= Beginning of Section =

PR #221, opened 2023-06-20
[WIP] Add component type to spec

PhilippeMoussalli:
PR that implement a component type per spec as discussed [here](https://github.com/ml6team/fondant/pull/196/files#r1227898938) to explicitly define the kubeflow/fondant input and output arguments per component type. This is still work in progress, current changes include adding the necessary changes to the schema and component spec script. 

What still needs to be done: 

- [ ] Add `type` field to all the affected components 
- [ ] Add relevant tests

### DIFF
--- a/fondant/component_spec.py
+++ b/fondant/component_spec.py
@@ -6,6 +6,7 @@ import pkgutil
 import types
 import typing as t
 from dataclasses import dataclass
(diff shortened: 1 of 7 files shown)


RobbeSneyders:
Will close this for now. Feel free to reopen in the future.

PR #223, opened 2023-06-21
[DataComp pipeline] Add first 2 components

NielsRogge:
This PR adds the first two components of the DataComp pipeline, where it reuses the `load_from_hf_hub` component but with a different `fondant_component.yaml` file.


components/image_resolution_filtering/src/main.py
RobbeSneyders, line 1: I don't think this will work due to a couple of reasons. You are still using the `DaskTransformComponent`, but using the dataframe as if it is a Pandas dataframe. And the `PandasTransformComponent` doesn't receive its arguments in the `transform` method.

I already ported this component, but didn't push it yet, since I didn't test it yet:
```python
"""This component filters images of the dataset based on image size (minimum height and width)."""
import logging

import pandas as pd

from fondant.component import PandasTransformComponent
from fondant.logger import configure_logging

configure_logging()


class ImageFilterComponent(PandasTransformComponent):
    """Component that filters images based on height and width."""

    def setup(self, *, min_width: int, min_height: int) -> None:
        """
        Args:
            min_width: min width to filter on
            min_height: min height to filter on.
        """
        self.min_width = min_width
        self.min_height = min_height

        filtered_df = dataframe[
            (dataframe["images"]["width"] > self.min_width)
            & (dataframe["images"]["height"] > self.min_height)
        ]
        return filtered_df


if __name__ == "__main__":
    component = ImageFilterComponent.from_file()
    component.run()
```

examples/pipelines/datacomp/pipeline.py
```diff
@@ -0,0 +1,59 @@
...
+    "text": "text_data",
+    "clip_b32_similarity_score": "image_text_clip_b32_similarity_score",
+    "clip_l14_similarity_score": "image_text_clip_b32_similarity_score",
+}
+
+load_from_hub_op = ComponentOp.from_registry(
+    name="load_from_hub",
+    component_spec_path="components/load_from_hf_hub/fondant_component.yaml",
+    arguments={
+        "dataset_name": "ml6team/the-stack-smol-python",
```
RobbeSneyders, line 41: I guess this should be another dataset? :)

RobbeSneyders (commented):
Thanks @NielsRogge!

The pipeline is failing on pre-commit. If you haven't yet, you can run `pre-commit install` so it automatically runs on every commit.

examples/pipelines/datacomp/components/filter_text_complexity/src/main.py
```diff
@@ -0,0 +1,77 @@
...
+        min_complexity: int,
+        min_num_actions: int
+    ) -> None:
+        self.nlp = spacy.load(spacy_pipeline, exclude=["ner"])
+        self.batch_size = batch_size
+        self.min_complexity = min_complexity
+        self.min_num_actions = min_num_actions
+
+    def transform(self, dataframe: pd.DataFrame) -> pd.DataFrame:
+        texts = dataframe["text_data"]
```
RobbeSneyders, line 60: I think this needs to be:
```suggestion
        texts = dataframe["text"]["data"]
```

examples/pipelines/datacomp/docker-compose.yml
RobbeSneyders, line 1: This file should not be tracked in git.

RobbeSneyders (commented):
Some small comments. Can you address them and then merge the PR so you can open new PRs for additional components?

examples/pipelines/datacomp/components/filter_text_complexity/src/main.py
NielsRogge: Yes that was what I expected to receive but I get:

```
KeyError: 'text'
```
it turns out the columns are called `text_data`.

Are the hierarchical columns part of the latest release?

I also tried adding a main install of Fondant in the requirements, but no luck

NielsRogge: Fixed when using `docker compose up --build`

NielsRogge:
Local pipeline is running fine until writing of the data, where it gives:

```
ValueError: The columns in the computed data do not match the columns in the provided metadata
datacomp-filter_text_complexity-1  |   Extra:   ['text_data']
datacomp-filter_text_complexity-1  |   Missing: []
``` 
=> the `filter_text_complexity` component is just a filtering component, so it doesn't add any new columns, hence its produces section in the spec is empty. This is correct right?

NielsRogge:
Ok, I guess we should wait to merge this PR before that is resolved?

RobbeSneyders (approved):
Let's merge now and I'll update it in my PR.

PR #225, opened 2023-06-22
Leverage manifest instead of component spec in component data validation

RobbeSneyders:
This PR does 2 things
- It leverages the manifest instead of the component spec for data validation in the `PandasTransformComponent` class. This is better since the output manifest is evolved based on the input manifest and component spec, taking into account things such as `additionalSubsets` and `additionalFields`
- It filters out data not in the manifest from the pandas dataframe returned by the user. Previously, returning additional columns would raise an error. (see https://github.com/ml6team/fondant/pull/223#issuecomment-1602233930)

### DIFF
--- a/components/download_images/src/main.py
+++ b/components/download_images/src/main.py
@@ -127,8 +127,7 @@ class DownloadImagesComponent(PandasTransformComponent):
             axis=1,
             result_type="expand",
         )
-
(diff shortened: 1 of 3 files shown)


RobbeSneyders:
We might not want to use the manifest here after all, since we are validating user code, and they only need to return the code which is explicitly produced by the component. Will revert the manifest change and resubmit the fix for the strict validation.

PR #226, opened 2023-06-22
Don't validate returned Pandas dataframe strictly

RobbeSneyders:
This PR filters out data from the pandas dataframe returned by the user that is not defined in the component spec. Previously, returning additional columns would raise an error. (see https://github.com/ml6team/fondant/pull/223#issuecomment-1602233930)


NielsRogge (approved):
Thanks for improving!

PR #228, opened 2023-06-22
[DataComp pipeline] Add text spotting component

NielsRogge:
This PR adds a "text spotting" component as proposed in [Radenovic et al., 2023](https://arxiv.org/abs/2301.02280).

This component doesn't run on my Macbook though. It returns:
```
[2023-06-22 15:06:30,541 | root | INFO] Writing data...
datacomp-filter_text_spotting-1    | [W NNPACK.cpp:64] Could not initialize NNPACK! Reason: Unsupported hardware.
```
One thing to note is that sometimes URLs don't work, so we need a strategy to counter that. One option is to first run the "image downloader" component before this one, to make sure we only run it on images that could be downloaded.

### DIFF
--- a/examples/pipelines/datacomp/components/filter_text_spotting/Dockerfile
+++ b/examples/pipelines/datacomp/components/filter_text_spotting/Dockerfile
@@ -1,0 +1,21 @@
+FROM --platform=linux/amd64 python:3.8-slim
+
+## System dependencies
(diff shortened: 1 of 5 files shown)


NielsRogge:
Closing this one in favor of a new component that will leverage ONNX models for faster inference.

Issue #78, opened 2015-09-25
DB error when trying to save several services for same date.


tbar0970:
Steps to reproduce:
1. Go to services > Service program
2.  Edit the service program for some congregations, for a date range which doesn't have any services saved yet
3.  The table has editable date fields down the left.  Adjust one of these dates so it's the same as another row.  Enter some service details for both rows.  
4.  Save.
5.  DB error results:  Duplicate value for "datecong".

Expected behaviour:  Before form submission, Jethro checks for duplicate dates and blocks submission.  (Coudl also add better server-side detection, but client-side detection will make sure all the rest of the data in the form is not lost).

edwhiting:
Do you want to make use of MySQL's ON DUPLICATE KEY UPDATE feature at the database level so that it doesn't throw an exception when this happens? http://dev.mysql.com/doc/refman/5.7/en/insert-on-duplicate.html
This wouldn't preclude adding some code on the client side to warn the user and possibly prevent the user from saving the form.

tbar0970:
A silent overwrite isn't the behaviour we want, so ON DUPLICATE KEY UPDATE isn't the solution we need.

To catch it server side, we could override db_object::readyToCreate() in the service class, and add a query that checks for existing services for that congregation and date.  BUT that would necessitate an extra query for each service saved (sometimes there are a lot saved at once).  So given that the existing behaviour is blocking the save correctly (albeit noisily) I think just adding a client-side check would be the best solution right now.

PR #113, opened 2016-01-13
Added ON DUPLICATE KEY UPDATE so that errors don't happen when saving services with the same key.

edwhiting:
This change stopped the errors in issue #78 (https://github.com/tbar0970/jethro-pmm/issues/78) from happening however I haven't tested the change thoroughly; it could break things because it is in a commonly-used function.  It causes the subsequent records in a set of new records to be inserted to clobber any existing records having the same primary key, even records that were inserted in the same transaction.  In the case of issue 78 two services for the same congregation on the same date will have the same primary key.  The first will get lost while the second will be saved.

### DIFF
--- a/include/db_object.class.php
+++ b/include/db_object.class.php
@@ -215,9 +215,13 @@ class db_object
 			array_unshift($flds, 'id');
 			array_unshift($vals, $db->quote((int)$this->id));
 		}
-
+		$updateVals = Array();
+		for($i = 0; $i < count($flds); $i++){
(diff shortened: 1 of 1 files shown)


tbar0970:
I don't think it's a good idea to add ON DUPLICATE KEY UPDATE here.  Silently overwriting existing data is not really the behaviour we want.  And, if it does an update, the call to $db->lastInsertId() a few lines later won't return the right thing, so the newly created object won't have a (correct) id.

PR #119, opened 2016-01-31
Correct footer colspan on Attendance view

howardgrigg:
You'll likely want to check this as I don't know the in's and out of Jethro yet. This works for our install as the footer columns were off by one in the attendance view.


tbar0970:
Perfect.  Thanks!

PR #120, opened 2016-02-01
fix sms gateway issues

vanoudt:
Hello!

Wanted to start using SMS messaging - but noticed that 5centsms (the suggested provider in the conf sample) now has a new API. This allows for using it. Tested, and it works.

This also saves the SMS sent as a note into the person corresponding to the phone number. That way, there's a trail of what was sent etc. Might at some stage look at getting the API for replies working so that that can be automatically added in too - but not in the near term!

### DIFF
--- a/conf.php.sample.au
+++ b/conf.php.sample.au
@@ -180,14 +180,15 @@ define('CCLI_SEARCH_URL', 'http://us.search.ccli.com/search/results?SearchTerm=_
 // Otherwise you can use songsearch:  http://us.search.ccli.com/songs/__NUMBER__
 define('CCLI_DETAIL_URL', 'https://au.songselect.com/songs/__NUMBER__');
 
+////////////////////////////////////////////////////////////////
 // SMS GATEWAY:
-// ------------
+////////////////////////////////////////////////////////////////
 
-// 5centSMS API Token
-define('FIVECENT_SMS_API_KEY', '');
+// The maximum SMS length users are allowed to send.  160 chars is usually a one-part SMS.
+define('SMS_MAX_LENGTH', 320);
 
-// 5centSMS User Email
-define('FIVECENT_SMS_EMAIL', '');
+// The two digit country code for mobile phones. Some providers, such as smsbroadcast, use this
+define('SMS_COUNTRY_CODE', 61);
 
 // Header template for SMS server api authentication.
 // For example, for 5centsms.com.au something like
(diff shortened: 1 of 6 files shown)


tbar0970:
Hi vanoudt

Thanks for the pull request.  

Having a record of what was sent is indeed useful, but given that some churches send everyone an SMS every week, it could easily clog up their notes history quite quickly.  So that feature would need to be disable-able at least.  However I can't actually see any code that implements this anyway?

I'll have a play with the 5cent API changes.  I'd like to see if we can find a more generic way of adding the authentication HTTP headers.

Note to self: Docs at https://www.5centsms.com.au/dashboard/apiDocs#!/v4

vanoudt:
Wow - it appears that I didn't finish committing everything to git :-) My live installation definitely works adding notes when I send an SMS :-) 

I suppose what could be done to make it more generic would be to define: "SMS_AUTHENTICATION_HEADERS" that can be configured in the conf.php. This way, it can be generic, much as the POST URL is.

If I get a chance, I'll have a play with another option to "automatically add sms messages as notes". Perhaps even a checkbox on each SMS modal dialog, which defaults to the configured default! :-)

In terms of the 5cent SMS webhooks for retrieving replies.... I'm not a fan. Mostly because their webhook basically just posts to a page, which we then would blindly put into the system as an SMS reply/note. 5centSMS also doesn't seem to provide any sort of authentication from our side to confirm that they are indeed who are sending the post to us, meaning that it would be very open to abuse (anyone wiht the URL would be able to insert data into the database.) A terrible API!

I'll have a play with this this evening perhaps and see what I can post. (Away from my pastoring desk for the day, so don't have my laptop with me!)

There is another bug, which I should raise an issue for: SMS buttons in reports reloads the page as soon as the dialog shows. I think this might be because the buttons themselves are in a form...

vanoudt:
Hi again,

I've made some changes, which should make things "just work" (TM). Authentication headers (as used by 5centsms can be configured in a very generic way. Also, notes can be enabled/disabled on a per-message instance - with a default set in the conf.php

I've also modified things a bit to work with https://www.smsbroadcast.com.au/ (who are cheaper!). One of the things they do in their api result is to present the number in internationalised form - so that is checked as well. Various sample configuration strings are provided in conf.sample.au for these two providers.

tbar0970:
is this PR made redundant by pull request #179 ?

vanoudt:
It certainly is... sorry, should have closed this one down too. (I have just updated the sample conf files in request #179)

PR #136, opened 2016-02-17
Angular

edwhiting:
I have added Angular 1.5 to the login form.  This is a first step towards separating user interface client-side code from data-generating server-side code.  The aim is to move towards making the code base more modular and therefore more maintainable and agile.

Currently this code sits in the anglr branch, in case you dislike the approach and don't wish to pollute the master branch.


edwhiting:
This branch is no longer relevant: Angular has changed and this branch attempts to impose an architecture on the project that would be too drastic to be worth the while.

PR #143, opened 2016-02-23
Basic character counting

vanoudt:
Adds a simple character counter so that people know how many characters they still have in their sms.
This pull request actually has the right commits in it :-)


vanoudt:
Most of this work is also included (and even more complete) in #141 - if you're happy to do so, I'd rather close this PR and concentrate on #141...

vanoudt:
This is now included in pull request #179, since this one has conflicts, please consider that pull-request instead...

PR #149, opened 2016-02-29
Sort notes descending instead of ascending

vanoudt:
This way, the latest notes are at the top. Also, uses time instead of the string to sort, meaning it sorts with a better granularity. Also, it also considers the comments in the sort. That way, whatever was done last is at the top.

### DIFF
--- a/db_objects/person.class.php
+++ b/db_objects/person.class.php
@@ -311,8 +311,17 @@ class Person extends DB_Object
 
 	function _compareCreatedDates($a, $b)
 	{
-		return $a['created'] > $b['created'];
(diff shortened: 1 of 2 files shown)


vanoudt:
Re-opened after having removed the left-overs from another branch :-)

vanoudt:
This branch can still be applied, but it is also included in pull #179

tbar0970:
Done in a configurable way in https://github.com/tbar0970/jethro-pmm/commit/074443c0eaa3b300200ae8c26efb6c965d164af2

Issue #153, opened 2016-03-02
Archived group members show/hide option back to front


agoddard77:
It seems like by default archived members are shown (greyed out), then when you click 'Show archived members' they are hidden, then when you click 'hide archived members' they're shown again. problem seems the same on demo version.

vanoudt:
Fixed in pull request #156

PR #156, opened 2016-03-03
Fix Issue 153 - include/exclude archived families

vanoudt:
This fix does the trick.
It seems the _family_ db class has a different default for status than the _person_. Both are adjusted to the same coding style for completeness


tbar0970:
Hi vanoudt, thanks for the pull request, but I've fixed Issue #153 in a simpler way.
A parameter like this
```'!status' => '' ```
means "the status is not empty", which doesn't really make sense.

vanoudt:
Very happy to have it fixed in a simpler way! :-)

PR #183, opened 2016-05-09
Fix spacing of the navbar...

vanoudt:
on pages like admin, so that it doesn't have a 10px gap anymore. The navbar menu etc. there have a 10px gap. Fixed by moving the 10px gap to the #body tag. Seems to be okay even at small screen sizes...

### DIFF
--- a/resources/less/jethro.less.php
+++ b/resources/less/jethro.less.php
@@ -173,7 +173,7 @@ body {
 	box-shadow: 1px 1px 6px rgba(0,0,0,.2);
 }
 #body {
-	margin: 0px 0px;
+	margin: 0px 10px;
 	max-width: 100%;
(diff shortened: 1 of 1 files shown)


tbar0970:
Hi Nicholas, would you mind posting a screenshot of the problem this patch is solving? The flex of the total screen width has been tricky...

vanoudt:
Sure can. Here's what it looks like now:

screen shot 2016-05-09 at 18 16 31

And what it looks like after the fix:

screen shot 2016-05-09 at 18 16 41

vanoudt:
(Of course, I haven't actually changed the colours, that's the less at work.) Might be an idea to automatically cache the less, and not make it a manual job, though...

= End of Section =

WHAT YOU ARE ASKED TO DO:
Your job is to return all lines above that hold the word "empty".

RESULT OF THIS EXERCISE:
=> the `filter_text_complexity` component is just a filtering component, so it doesn't add any new columns, hence its produces section in the spec is empty. This is correct right?
means "the status is not empty", which doesn't really make sense.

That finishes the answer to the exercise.